The Grimmer by Naben Ruthnum is pretty stellar YA novel. I don’t want to give any of the twists away, but it’s about a bookish kid from Kelowna named Vish who stumbles into a world of supernatural horror. The ending is terrific and surprising; I guessed none of the reveals correctly. The book’s world of bookstores and heavy metal shows in ‘90s Kelowna rings true. I enjoyed the hell out of The Grimmer.
Brent Butt’s Huge, set in the world of stand-up comedy, is the best thriller I’ve read all year. The last one I felt this strongly about was You Will Know Me by Megan Abbott—a similar combination of well-rounded characters, a gripping situation, and a world the author knows inside and out. Three comedians on a tour of ‘hell gigs’ in the middle of nowhere: a headliner on his way down, a support act on her way up, and a lumbering psychotic opener driving them.

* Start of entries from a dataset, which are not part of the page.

PR #2401, opened 2023-06-14
Add experimental compute field to `databricks_job` resource

nordp:
## Changes
Add support for private preview functionality `compute` and `compute_key`.

## Tests
Add test case to `resource_job_test.go`

- [x] `make test` run locally
- [x] using Go SDK

### DIFF
--- a/compute/compute_api.go
+++ b/compute/compute_api.go
@@ -1,5 +1,0 @@
-package compute
-
-type ComputeSpec struct {
-	Kind string `json:"kind"`
-}
--- a/compute/compute_api.go
+++ b/compute/compute_api.go
@@ -1,0 +1,6 @@
+package compute
+
+
+type ComputeSpec struct {
+    Kind string                                `json:"kind"`
+}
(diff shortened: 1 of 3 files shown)


compute/compute_api.go
```diff
@@ -0,0 +1,5 @@
+package compute
```
alexott, line 1: Will it be shared with clusters API as well?

alexott (approved):
looks good for me, only a comment on the `ComputeSpec` location

compute/compute_api.go
nordp: We're not sure yet, but I'd rather break it out sooner than later.

nfx: please don't add a package just with one `ComputeSpec`. 

use Go SDK
https://pkg.go.dev/github.com/databricks/databricks-sdk-go@v0.9.0/service/jobs

otherwise, move this type to `jobs/resource_job.go` for now

nfx (dismissed):

mgyucht (approved):
LGTM!

PR #2411, opened 2023-06-15
fix databricks_share Read

marekbrysa:
## Changes
If the API call returns 0 `object`s in `si` and there are `object`s in `d` (in existing tfstate), they are not deleted from `d` by `common.StructToData` so TF thinks there is no diff.

This causes an issue that there is no diff detected when the share returned by the API is empty.

This makes sure `object` is overwritten even when empty.

## Tests
Not sure how to fully reproduce it in resource_share tests.

- [x] `make test` run locally
- [ ] using Go SDK

### DIFF
--- a/catalog/resource_share.go
+++ b/catalog/resource_share.go
@@ -207,7 +207,7 @@ func ResourceShare() *schema.Resource {
 			if err != nil {
 				return err
 			}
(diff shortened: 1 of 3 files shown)


alexott:
Fixed now with migration to the plugin framework (#3916)

PR #2412, opened 2023-06-16
Use separate suppress diff function for `databricks_sql_table` and `databricks_volume`

alexott:
## Changes

This is a follow up fix for #2408. It's needed because tables & volumes could be managed, and in this case API populate the `storage_location` with generated value and terraform was removing it because it's empty in the terraform code.

## Tests

- [x] `make test` run locally
- [x] tested manually
- [ ] using Go SDK

### DIFF
--- a/catalog/resource_catalog.go
+++ b/catalog/resource_catalog.go
@@ -10,8 +10,16 @@ import (
 	"github.com/hashicorp/terraform-plugin-sdk/v2/helper/schema"
 )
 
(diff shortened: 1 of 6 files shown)


nkvuong (approved):
for completeness, do we want to add an extra test for `ucDirectoryPathSlashAndEmptySuppressDiff`

alexott:
I've added it to the existing test for suppress diffs

tanmay-db (approved):

PR #2422, opened 2023-06-23
Added `gcp_attributes.local_ssd_count` to `databricks_cluster` resource

alexott:
## Changes

New setting allows to specify number of local SSD disks to be attached to each node

Unfortunately we need to wait until Clusters GET is fixed because right now it doesn't return that attribute 🤦 

## Tests

- [x] `make test` run locally
- [x] tested manually
- [ ] using Go SDK


mgyucht (commented):
Let's split into two PRs. I know it's a bit more overhead, but deprecations should be called ou explicitly in the changelog.

mgyucht (approved):

PR #2424, opened 2023-06-23
Feature/sql table replace if delta

danielsahal:
## Changes
Two changes:
- There's no need to keep "EXTERNAL" word in "CREATE EXTERNAL TABLE". If there's a LOCATION parameter provided, it will create EXTERNAL table by default,
- Databricks recommends to use REPLACE instead of dropping and recreating Delta Lake tables (https://docs.databricks.com/sql/language-manual/sql-ref-syntax-ddl-create-table-using.html). The issue is with the external tables - if you for example remove column from a table, do the drop table and create a table in the same storage_location - it will throw you an error that the CT schema is different that the one on delta lake. Also REPLACE preserves the table history.

## Tests

- [x] `make test` run locally
- [x] using Go SDK


mgyucht (commented):
Hi @danielsahal, thank you for raising this change. Several questions:
1. Is there an issue associated with these changes? It's not clear to me exactly what problems this is addressing. What is the exact Terraform workflow that this change addresses?
2. This change prevents Delta tables from being deleted entirely using this resource, which I believe is a breaking change. Consider non-external Delta tables: the user may actually want to delete the underlying data. What if the user's intention is to delete the table (which also matches the semantics of all other resources in this provider)?

nkvuong:
Reading through the PR, it updates the SQL sent by `databricks_sql_table` to match Databricks recommended syntax (i.e. removing unnecessary keyword `EXTERNAL` and using `CREATE OR REPLACE`)

Agreeing with @mgyucht on the 2nd point though, all tables should be dropped by this resource if removed by the users - otherwise it will cause confusion

nkvuong:
@danielsahal just want to check in with you on this PR

alexott (approved):

PR #2429, opened 2023-06-26
Added `AccountData`, `AccountClient` and define generic databricks data for workspace and account

tanmay-db:
## Changes

Define generic data for both account and workspace data, added account client for getting data for account level resources.

## Tests

- [x] `make test` run locally
- [ ] using Go SDK

### DIFF
--- a/common/client.go
+++ b/common/client.go
@@ -45,6 +45,7 @@ type DatabricksClient struct {
 	// callback used to create API1.2 call wrapper, which simplifies unit tessting
 	commandFactory        func(context.Context, *DatabricksClient) CommandExecutor
 	cachedWorkspaceClient *databricks.WorkspaceClient
+	cachedAccountClient   *databricks.AccountClient
 	mu                    sync.Mutex
 }
 
@@ -64,6 +65,20 @@ func (c *DatabricksClient) WorkspaceClient() (*databricks.WorkspaceClient, error
 	})
 	c.cachedWorkspaceClient = w
 	return w, nil
+}
+
+func (c *DatabricksClient) AccountClient() (*databricks.AccountClient, error) {
+	c.mu.Lock()
+	defer c.mu.Unlock()
+	if c.cachedAccountClient != nil {
+		return c.cachedAccountClient, nil
+	}
+	acc, err := databricks.NewAccountClient((*databricks.Config)(c.DatabricksClient.Config))
+	if err != nil {
+		return nil, err
+	}
+	c.cachedAccountClient = acc
+	return acc, nil
 }
 
 // Get on path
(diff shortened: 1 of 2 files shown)


common/client.go
```diff
@@ -66,6 +67,20 @@ func (c *DatabricksClient) WorkspaceClient() (*databricks.WorkspaceClient, error
...
+func (c *DatabricksClient) AccountClient() (*databricks.AccountClient, error) {
+	c.mu.Lock()
+	defer c.mu.Unlock()
+	if c.cachedAccountClient != nil {
+		return c.cachedAccountClient, nil
+	}
+	acc, err := databricks.NewAccountClient((*databricks.Config)(c.DatabricksClient.Config))
+	if err != nil {
+		return nil, err
+	}
```
tanmay-db, line 79: AccountClient has AccountUsersService instead of currentUsersService that's why we cannot override implementation with cachedMe similar to account. 

This would require another type:

```
type cachedMeAccount struct {
	internalImpl iam.AccountUsersService
	cachedUser   *iam.User
	mu           sync.Mutex
}

func (a *cachedMeAccount) Me(ctx context.Context) (*iam.User, error) {
```

But we cannot do it because AccountUsersService requires other methods to be implemented such as Create

common/resource.go
```diff
@@ -300,6 +300,51 @@ func WorkspaceData[T any](read func(context.Context, *T, *databricks.WorkspaceCl
 	}
 }
 
+func AccountData[T any](read func(context.Context, *T, *databricks.AccountClient) error) *schema.Resource {
```
tanmay-db, line 303: We don't have any test for WorkspaceData. I assume it's because they are supposed to be tested when used in other resources and resources tests. Similar would be for AccountData.

It will be tested in: https://github.com/databricks/terraform-provider-databricks/pull/2017

mgyucht, line 303: Replace with genericData that parameterizes which client is used by read function.

common/resource.go
```diff
@@ -256,6 +256,29 @@ func DataResource(sc any, read func(context.Context, any, *DatabricksClient) err
...
+//		metastores, err := acc.Metastores.List(ctx)
+//		...
+//	})
+func AccountData[T any](read func(context.Context, *T, *databricks.AccountClient) error) *schema.Resource {
+	return GenericDatabricksData(func(c *DatabricksClient) (*databricks.AccountClient, error) {
+		return c.AccountClient()
+	}, read)
+}
+
+func GenericDatabricksData[T any, C any](getClient func(*DatabricksClient) (C, error), read func(context.Context, *T, C) error) *schema.Resource {
```
mgyucht, line 281: let's make this private: `genericDatabricksData`

mgyucht (approved):
LGTM modulo one comment.

PR #2854, opened 2023-10-27
Exporter: add case-insensitive match type for dependencies

### LINKED ISSUE #2848: Exporter: Add ability to perform case-insensitive comparison when resolving dependencies
Right now, the exporter resolves the dependencies using the exact matching, but this doesn't always work correctly in cases when comparison should be case-insensitive, like, in the following case when the first user's email is capitalized in the job's settings, but SCIM API returns lower-cased name.

```
email_notifications {
    on_success = ["User1@domain.com", databricks_user.user2.user_name]
}
```

alexott:
## Changes

This was necessary because we need to match user emails in a case-insensitive manner for cases when email is populated manually, like, jobs notifications, etc.

This fixes #2848

## Tests

- [x] `make test` run locally
- [ ] using Go SDK


exporter/exporter_test.go
```diff
@@ -880,6 +880,9 @@ func TestImportingJobs_JobList(t *testing.T) {
 							UserName:             "user@domain.com",
 							ServicePrincipalName: "0000-1111-2222-3333-4444-5555",
 						},
+						EmailNotifications: &jobs.EmailNotifications{
+							OnFailure: []string{"user@domain.com"},
+						},
```
tanmay-db, line 885: what does this match against? for case insensitivity.

tanmay-db (approved):

exporter/exporter_test.go
alexott: it will match against the `userName`, but will do it in a case-insensitive manner.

It’s a strange fact that the Corner Gas Animated writers room has produced three stellar crime novelists, more than any Canadian mystery show I can think of. Huge, Charlie Demers’s Property Values and Meredith Hambrock’s Other Peoples Secrets are all terrific.
Next year I have a new book coming out, a standalone Pacific Northwest crime thriller called Ocean Drive. Here’s the pitch:
Ex-convict Cameron Shaw infiltrates a cross-border crime syndicate, while the murder-by-arson of a young student leads small-town detective Meghan Quick to investigate the same organization. The pair soon find themselves unlikely allies against a sinister conspiracy reaching from the streets to the upper echelons of society.
Between Ocean Drive and my pal Nolan Chase’s A Lonesome Place for Dying, next year should be pretty exciting!